**Material for this exercise:**
PR #211, opened 2023-08-16
Remove zsh color for comments

gbe:
# Description

Whenever I am in the middle of a command line and I find out that I am missing a piece, I like commenting the line, to easily come back to it later.
However, the way zsh currently behaves completely hides the command as it is basically black on black.

The image below shows how "This is a comment" is displayed (hint: it's written on the first line):

Exegol-comment hidden

This PR makes the same comment appear as follows:

Exegol-comment hidden-after

At least we can read something.

This PR is minor and is a customization I have in my-resources, I thought maybe it can be of interest of others.

PR is based on the branch 3.1.1.

### DIFF
--- a/sources/assets/zsh/zshrc
+++ b/sources/assets/zsh/zshrc
@@ -64,7 +64,7 @@ source $HOME/.cargo/env
 
 # Color correction for zsh-syntax-highlighting
 ZSH_AUTOSUGGEST_HIGHLIGHT_STYLE='fg=#626262'
-ZSH_HIGHLIGHT_STYLES[comment]='fg=cyan'
+ZSH_HIGHLIGHT_STYLES[comment]='fg=#888888'
 
 # In case pipx ensurepath didn't work, and positionning pipx in priority
 export PATH="/root/.local/bin:$PATH"
--- a/sources/assets/zsh/zshrc
+++ b/sources/assets/zsh/zshrc
@@ -64,6 +64,7 @@ source $HOME/.cargo/env
 
 # Color correction for zsh-syntax-highlighting
 ZSH_AUTOSUGGEST_HIGHLIGHT_STYLE='fg=#626262'
+ZSH_HIGHLIGHT_STYLES[comment]='none'
 
 # In case pipx ensurepath didn't work, and positionning pipx in priority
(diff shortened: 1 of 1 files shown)


ShutdownRepo:
Nice, could you maybe set the style to something grey and italic, or only grey ?
Also, you should take a look at the [push-line](https://zsh.sourceforge.io/Doc/Release/Zsh-Line-Editor.html#index-push_002dline) ZLE command wich could make your process way easier, it's on Exegol already

gbe:
Unfortunately, grey is not a supported color apparently. There are only 8 from what I understand: https://github.com/zsh-users/zsh/blob/master/Functions/Misc/colors
And italic was not supported by two different terminals.

When the attribute is none and the background is black (as in my example), the comment appears in white. Should the background be white, the comment turns black automatically. This is nice for crazy people with a white background ;)

However, if we set the color amongst the 8 possible ones, it seems the best ones are (in my opinion and in order of preference) :
- cyan (preferred color):

Exegol-cyan

- blue: 

Exegol-blue

- magenta:

Exegol-magenta

The others colors may be too much connotated as an error (red), a success (green), pown (yellow). Plus, these three catch too much the eye for a text that is only a comment, and by definition not important.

**Exercise:** The entries above hold the needed span. Transcribe exactly the lines from the one with "This PR makes" to the one with "-64,6 +64,7 @@ source $HOME/.cargo/env", both included.

**Expected answer:**
This PR makes the same comment appear as follows:

Exegol-comment hidden-after

At least we can read something.

This PR is minor and is a customization I have in my-resources, I thought maybe it can be of interest of others.

PR is based on the branch 3.1.1.

### DIFF
--- a/sources/assets/zsh/zshrc
+++ b/sources/assets/zsh/zshrc
@@ -64,7 +64,7 @@ source $HOME/.cargo/env
 
 # Color correction for zsh-syntax-highlighting
 ZSH_AUTOSUGGEST_HIGHLIGHT_STYLE='fg=#626262'
-ZSH_HIGHLIGHT_STYLES[comment]='fg=cyan'
+ZSH_HIGHLIGHT_STYLES[comment]='fg=#888888'
 
 # In case pipx ensurepath didn't work, and positionning pipx in priority
 export PATH="/root/.local/bin:$PATH"
--- a/sources/assets/zsh/zshrc
+++ b/sources/assets/zsh/zshrc
@@ -64,6 +64,7 @@ source $HOME/.cargo/env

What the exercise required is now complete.